By Sophie Mackenzie, AdMore Recruitment

No matter how well you prepare for an interview (see our previous blogs here and here for some advice), there is one element which you will not be able to control – the person doing the interview!

Even in the most structured competency based interview, although designed to minimise subjectivity, you will be at the mercy of the interviewer and winning them over is a key aim in addition to demonstrating that you can actually do the job in question!

We have written previously about how you can build rapport quickly in an interview but what other measures can you take to impress?

Well, as ever, preparation is critical and in addition to doing your research on the role and the company, you should ideally research the person you are meeting. Here are some tips:

Make sure you have their name and job title

Sounds obvious but it is so important that you know who you are meeting. There is a big difference between meeting a junior member of the recruitment team, an HR Manager or your future boss. Each of these individuals will have a slightly different perspective and agenda. Here’s what I mean:

A junior recruiter – is likely to be conducting a ‘vetting’ interview to ascertain that you possess the key criteria for the role before they put you forward into the formal process. This could well be conducted over the phone. Click here for our advice on Telephone Interviews.

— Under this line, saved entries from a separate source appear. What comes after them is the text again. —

PR #993, opened 2025-03-11
Move Sequence func to the read interface

ziggie1984:
We do not need a write log to read the sequence number in bbolt so we change the interface and make it less strict.

### DIFF
--- a/walletdb/bdb/db.go
+++ b/walletdb/bdb/db.go
@@ -224,6 +224,11 @@ func (b *bucket) ReadCursor() walletdb.ReadCursor {
 	return b.ReadWriteCursor()
 }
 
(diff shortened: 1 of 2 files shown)


ziggie1984:
cc @guggero @bhandras

ziggie1984:
Needed for: https://github.com/lightninglabs/lndinit/pull/21

bhandras (approved):
LGTM 🎉

guggero (approved):
Makes sense. I actually don't see why this wasn't the case from the beginning. But perhaps there's some rationale behind it? Do you remember, @bhandras?

guggero:
Discussed offline. No blocking reason, this will just cause us to need to update the `kvdb` code in `lnd`, move the corresponding method over there too.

An HR Manager – will be focused on ensuring that the interview process is consistent and is likely to conduct a competency based interview as a result. Click here for top tips on how to pass a competency based interview. Their knowledge of the role in question will dictate how in depth the questioning is but one thing they will definitely be interested in is how you fit culturally with the company. They will be looking for potential issues (gaps on your CV for instance) so that they are confident if they ultimately put you forward to meet the hiring manager.

A hiring manager (future boss) – they will be focused on whether you can do the job, whether you will fit with the team (will they like you) and how soon you can start.

Once you have ascertained which category your interviewer falls into, you can tailor your approach accordingly.

General research

When you set out to research your interviewer, first reflect on what information you would like to find. Key areas may be:

  • Shared history (companies, sector, University, home town)
  • Shared interests (hobbies, training courses, education)
  • Clues about their personality and management style (overall tone, language used, anecdotal evidence)

 

LinkedIn is the obvious place to start to research your interviewer, particularly to understand what their career path has been and to see whether you have any common ground eg. companies you have worked for or mutual contacts.

Understanding which companies they worked for and when may give you insight into their experience and management style. For instance, if you know they worked for a company during a period of intense growth, this may indicate they have a strong entrepreneurial style and are used to managing change.

It is worth checking what University they attended and what they studied. Any school information will give you an indication of where they come from which can also be a nice introduction if you hail from the same area.

Reading testimonials, if they have any, will give you insight into what they are like to work with. It is also worth reading their recommendations of current and future employees as they will often include hints about the qualities they admire in a colleague or team member.

Try to look for key words and phrases that are repeated in the profile. As NLP practitioners would advocate, using these phrases in your interview (provided done so in a natural way) will help ensure your answers resonate with the interviewer.

Remember, if you are not connected to them, googling part of their Linkedin profile may enable you to view their complete profile.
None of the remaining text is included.